Healing Crystals Philippines

Rose Quartz tower/Generators

₱1,000

Called the Heart Stone, Rose Quartz may have been used as a love token as early as 600 B.C. and is still an important talisman of relationships. It is quite effective in attracting new love, romance and intimacy, or in developing a closer bond with family or friends. It supports connection within groups and community, and carries a high spiritual attunement to the Earth, Universe, and the Divine. [Eason, 50][Simmons, 331][Hall, 236]

Rose Quartz also inspires the love of beauty, in oneself and others, in nature, and especially that which stimulates the imagination - art, music and the written word. [Melody, 570] Prized in the ancient world for its powers of physical beautification, facial masks of Rose Quartz have been recovered from Egyptian tombs, thought by the Egyptians and Romans to clear the complexion and prevent wrinkles. It was also a stone honored by the Tibetan and Oriental cultures, and continues to be one of the major carving stones of China. [Mella, 97]

A silicon dioxide crystal, Rose Quartz is one of the most common varieties of the Quartz family. It is found in abundance around the world and occurs only in massive form, with no crystal faces, edges or terminations. It is hazy to translucent, and is usually found in the cores of granite pegmatites. Its name is derived from its soft rose color, which ranges from very pale pink to deep reddish-pink and is due to trace amounts of titanium, iron, or manganese in the massive material. It also contains microscopic fiber inclusions of rutile or a borosilicate similar to dumortierite that can occasionally produce a cat’s eye or “star” effect when polished into cabochons or spheres. The color of Rose Quartz is very stable and will not fade with heat or direct sunlight. [www.mindat.org][en.wikipedia.org][www.quartzpage.de][celestialearthminerals.com]

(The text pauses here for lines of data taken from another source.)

PR #490, opened 2015-07-21
Force logout over websockets 

### LINKED ISSUE #480: (1d) update logout for multiple windows on the same browser
- [x] jbrowse standalone is not subscribing to logout events properly
- [x] when logged out on one (per user) should logout on all
- [x] should work on pure jbrowse when logged in (annottrack.js is present)
- [x] should work when embedded (do we need to handle more than once?)
- [x] should work on reports page.   I believe we can use the first code example (with dojo) for that or just subscribe to websockets on each page (can put in the reports header file).   (#513)

nathandunn:
meant to fix #480 . . . 

@cmdcolin 
Can you review, test and merge this, this week when you have a chance this week. 

Let me know if there are any issues for me to fix with it.  Thanks.

### DIFF
--- a/client/apollo/js/View/Track/AnnotTrack.js
+++ b/client/apollo/js/View/Track/AnnotTrack.js
@@ -230,7 +230,7 @@ define([
                             return;
                         }
 
-                        for (var i=0; i < responseFeatures.length; i++) {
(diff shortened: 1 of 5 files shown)


nathandunn:
need to logout all sessions tied to that username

Rose Quartz is also called Pink Quartz or Hyaline Quartz, from the Greek hyalos, meaning “glass,” and was referred to in antiquity as a Bohemian or Silesian Ruby. [Megemont, 157][Fernie, 179] It was thought for years Rose Quartz, in rare cases, also formed in clusters of small prismatic crystals that were labeled as Crystalline Rose Quartz. However, mineralogists in the 1990’s discovered distinct differences between common Rose Quartz and the rare crystalline specimens, and proposed the massive form still be denoted as Rose Quartz, while the crystal variety should be referred to as Pink Quartz. It is a confusion that is slowly being resolved.